_What is being asked_
Stopping right after the line with "### LINKED ISSUE", please reproduce the material below exactly from its first line.

_Information supplied_
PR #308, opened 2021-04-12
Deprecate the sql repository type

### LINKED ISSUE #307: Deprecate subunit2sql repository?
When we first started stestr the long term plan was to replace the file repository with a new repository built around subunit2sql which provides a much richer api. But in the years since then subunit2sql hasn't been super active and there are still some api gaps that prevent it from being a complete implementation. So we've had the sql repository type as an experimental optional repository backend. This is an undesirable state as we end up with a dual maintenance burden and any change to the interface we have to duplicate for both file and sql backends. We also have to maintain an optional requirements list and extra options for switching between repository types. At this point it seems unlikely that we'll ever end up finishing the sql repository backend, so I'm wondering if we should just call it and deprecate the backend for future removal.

_Exercise answer_
PR #308, opened 2021-04-12
Deprecate the sql repository type

### LINKED ISSUE #307: Deprecate subunit2sql repository?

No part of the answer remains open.